Independently from the system analyzed, the package can (but is not limited to)

  • generate and solve the non-linear system to find N-th order exceptional points
  • show coalescence of eigenvalues and eigenvectors. The latter in the form of vanishing global Euclidean distance
  • evaluate the total field over a sweep in the position parameter r
  • evaluate the power output over a sweep in the position parameter r
  • perform a sweep in imaginary shift of the design frequency to find the preferred dissipation balance in the set of scatterers

Paper

Authors

S. Scali, J. Anders, S. A. R. Horsley

Abstract

In this paper, we use graph theory to solve wave scattering problems in the discrete dipole approximation.
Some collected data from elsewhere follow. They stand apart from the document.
PR #318, opened 2026-07-24
fix: Use relative owner names for Gateway DNS

### LINKED ISSUE #317: Gateway DNS should write relative owner names, not FQDNs
## Summary

Gateway DNS writes `DNSRecordSet` owner names as absolute FQDNs (`help.example.com.`). Manual records and dns-operator display conventions use relative names (`help`, `@`). In the portal zone table those two styles sit side by side, so proxy-created ALIAS/CNAME rows look wrong even though DNS still works.

## Prior decision

When automatic Gateway DNS landed for AI Edge ([enhancements#615](https://github.com/datum-cloud/enhancements/issues/615)), we noticed manual records used the short form (`@`, `www`) and asked whether Gateway-managed records should do the same. We chose FQDN at the time because it removes ambiguity about which zone the owner name belongs to ([comment](https://github.com/datum-cloud/enhancements/issues/615#issuecomment-3930535411)).

That tradeoff made sense while the feature was new. In practice the ambiguity never showed up as a real problem: every Gateway `DNSRecordSet` already points at a specific `dnsZoneRef`, so the zone context is on the object. What did show up is the cost of two conventions in one table.

## Problem

`buildDesiredDNSRecordSetSpec` in `internal/controller/gateway_dns_controller.go` forces both the owner name and the CNAME/ALIAS target to absolute FQDNs (trailing dot). Targets should stay FQDN. Owner names should not.

The API allows either form ("relative to the zone or FQDN"), so this is not a programming failure. It is a convention mismatch: portal-created records look like normal relative labels; gateway-managed rows repeat the full zone name.

dns-operator already treats relative owner names as the usual shape (`www`, `@` in display/activity fixtures). Gateway-managed FQDNs fight that convention.

## Why move away from FQDN now

- **UX.** Users read the Name column as "the label in this zone." Seeing `help.mdj-test.online.` next to `@` / `www` looks broken, even when resolution is fine.
- **Consistency.** Manual creates, BIND import, and dns-operator display paths already prefer relative names. Gateway DNS is the odd one out.
- **Ambiguity is already handled.** `spec.dnsZoneRef` binds the record to a zone. Relative owner names are unambiguous in that context, which is how zone files normally work.
- **Downstream assumptions.** Helpers that match `www` or treat apex as `@` miss gateway-managed rows stored as FQDNs.

Keep absolute FQDNs for CNAME/ALIAS **content** (the target). That is where FQDN still earns its keep.

## Customer impact

For a proxy hostname like `help.mdj-test.online` in zone `mdj-test.online`, the Name column shows `help.mdj-test.online.` next to SOA/NS rows that use `@`. Users expect `help` (or `@` at apex). It reads as a bug.

## Where the behavior lives

- `internal/controller/gateway_dns_controller.go` — `buildDesiredDNSRecordSetSpec` sets `entry.Name` to the FQDN hostname
- `internal/controller/gateway_dns_controller_test.go` — asserts `wantFQDNName` values like `api.example.com.`

## Proposed fix

Write owner names relative to the matched DNSZone:

- `help.example.com` in zone `example.com` → `help`
- `a.b.example.com` → `a.b`
- apex → `@`

Keep CNAME/ALIAS **content** as absolute FQDNs with a trailing dot.

On reconcile, update existing gateway-managed records so stored names converge to the relative form. Avoid leaving a permanent mix of FQDN and relative rows. Check anything that matches on the exact `records[].name` string (status `recordSets`, conflict detection, GC) still works after the rename.

## Acceptance

- New gateway DNSRecordSets use relative owner names; apex uses `@`
- Content/targets remain absolute FQDNs
- Existing gateway-managed records converge to relative names on reconcile
- Unit tests cover subdomain, multi-label relative name, and apex
- Portal Name column shows `help` / `@` for gateway-managed rows without a display-only strip

## Related

- Prior FQDN choice: [enhancements#615 (comment)](https://github.com/datum-cloud/enhancements/issues/615#issuecomment-3930535411)
- Surfaced from cloud-portal DNS records UI review for AI Edge / proxy-created ALIAS rows

mattdjenkinson:
## Summary

Gateway DNS was writing `DNSRecordSet` owner names as absolute FQDNs (`help.example.com.`). Manual records and the portal zone table use relative labels (`help`, `@`), so proxy-created rows looked wrong next to SOA/NS even though DNS still resolved.

We originally chose FQDNs in [enhancements#615](https://github.com/datum-cloud/enhancements/issues/615#issuecomment-3930535411) to remove ambiguity. In practice the zone is already on `spec.dnsZoneRef`, and the mixed conventions are the real cost. This change writes owner names relative to the matched DNSZone (`help`, `a.b`, `@` at apex) and keeps CNAME/ALIAS **content** as absolute FQDNs. Existing gateway-managed records converge on the next reconcile.

## Testing

I tested this on staging. The record for `help` was showing as `help.mdj-test.online` before the role out and now shows as `help` post role out. I also created a new AI Edge and added a custom hostname which worked correctly. 

Screenshot 2026-07-24 at 13 46 45

## Test plan

- [x] Unit: `TestBuildDesiredDNSRecordSetSpec` / `TestEnsureDNSRecordSets` (relative name, apex `@`, multi-label, casing, FQDN convergence)
- [x] Chainsaw: `task test-infra:test-e2e -- ./test/e2e/gateway` (asserts owner name `test` and trailing-dot CNAME content)
- [x] After deploy, create/update an AI Edge hostname and confirm the portal Name column shows the subdomain (or `@`), not the FQDN

Closes #317

### DIFF
--- a/Taskfile.test-infra.yml
+++ b/Taskfile.test-infra.yml
@@ -161,10 +161,12 @@ tasks:
   dns-crds:
     desc: "Install DNSZone / DNSRecordSet / DNSZoneClass CRDs from the dns-operator Go module on the upstream cluster. Required before prepare-upstream when gateway.enableDNSIntegration is true (the operator indexes and watches these types at startup)."
     vars:
+      # Escape {{.Dir}} so Task does not treat it as a Task template var;
+      # go list must receive the literal {{.Dir}} format string.
       DNS_OPERATOR_CRD_DIR:
-        sh: go list -m -f '{{.Dir}}' go.miloapis.com/dns-operator
+        sh: go list -m -f '{{`{{.Dir}}`}}' go.miloapis.com/dns-operator
     cmds:
-      - echo "📜 installing dns-operator CRDs (upstream)"
+      - echo "📜 installing dns-operator CRDs (upstream) from {{.DNS_OPERATOR_CRD_DIR}}"
       - kubectl --context {{.UPSTREAM_CTX}} apply -f {{.DNS_OPERATOR_CRD_DIR}}/config/crd/bases/dns.networking.miloapis.com_dnszoneclasses.yaml
       - kubectl --context {{.UPSTREAM_CTX}} apply -f {{.DNS_OPERATOR_CRD_DIR}}/config/crd/bases/dns.networking.miloapis.com_dnszones.yaml
       - kubectl --context {{.UPSTREAM_CTX}} apply -f {{.DNS_OPERATOR_CRD_DIR}}/config/crd/bases/dns.networking.miloapis.com_dnsrecordsets.yaml
--- a/Taskfile.test-infra.yml
+++ b/Taskfile.test-infra.yml
@@ -99,6 +99,7 @@ tasks:
       - task: cert-manager-upstream
       - task: cert-manager-downstream
       - task: nso-image
+      - task: dns-crds
       - task: prepare-upstream
       - task: eg-downstream
       - task: extension-server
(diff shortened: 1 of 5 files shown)


savme (approved):

aflor024:
Post-merge heads up — this interacts badly with how dns-operator handles owner names.

Its queue is keyed on the raw `spec.records[].name`, and the update handler enqueues both ObjectOld and ObjectNew. So the FQDN→relative rewrite gives you two requests for one RRset: `api` writes it, `api.example.com.` finds no owner and deletes it. Both spellings qualify to the same PowerDNS name, which is exactly why the migration looks like a no-op. The delete fires in either order; whether the record survives just depends on which request lands last. When it loses, the RRset is gone but the DNSRecordSet still says `Programmed=True`, and there's no periodic requeue to fix it.

Not your bug — it's been latent in dns-operator all along, since stable owner names meant the two enqueues deduped. This just makes every gateway-managed record hit it once. Filed as datum-cloud/dns-operator#74 and fixed in datum-cloud/dns-operator#75, merged 17:12 UTC. Both orderings are covered by tests there, and both fail against unpatched main.

Timing is worth flagging though: v0.24.8 put the rewrite into prod at 10:08 UTC, and the dns-operator fix isn't there yet. The agent that runs `dnsrecordset-powerdns` had been frozen on v0.6.4 since 09:20 UTC — its Flux Kustomization was failing to apply on an env var collision and nothing surfaced it (datum-cloud/infra#3716, fixed in datum-cloud/infra#3718). Prod's agent is on v0.6.7 now, but #75 landed after v0.6.7 was cut, so it still needs a release. Until then the window where a rewrite can drop a record is open in prod. If you know of a gateway hostname that should be resolving and isn't, that's the first place I'd look.

One small thing on this side: the out-of-zone fallback in `relativeOwnerName` drops the trailing dot, so `other.example.org` becomes `other.example.org.example.com.` once dns-operator qualifies it. The old FQDN form got rejected as out-of-zone; this one gets accepted silently. Should be unreachable since you match a zone first, but `return h + "."` would keep it failing loudly.

*Edited: originally said prod was on dns-operator v0.6.6 and needed a v0.6.7 cut. v0.6.7 already existed; the real blocker was the wedged agent Kustomization in infra#3716.*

As a key result of this work, in the presence of active scatterers, we present a systematic method to find arbitrary large-order zero eigenvalue exceptional points (EPs). This is achieved by solving a set of non-linear equations that we interpret, in a graph theory picture, as vanishing sums of scattering events. We then show how the total field of the system responds to parameter perturbations at the EP. Finally, we investigate the sensitivity of the power output to imaginary perturbation in the design frequency. This perturbation can be employed to trade sensitivity for a different dissipation balance of the system. The purpose of the results of this paper is manifold. On the one hand, we aim to shed light on the link between graph theory and wave scattering. On the other hand, the results of this paper find application in all those settings where zero eigenvalue EPs play a unique role like in coherent perfect absorption (CPA) structures.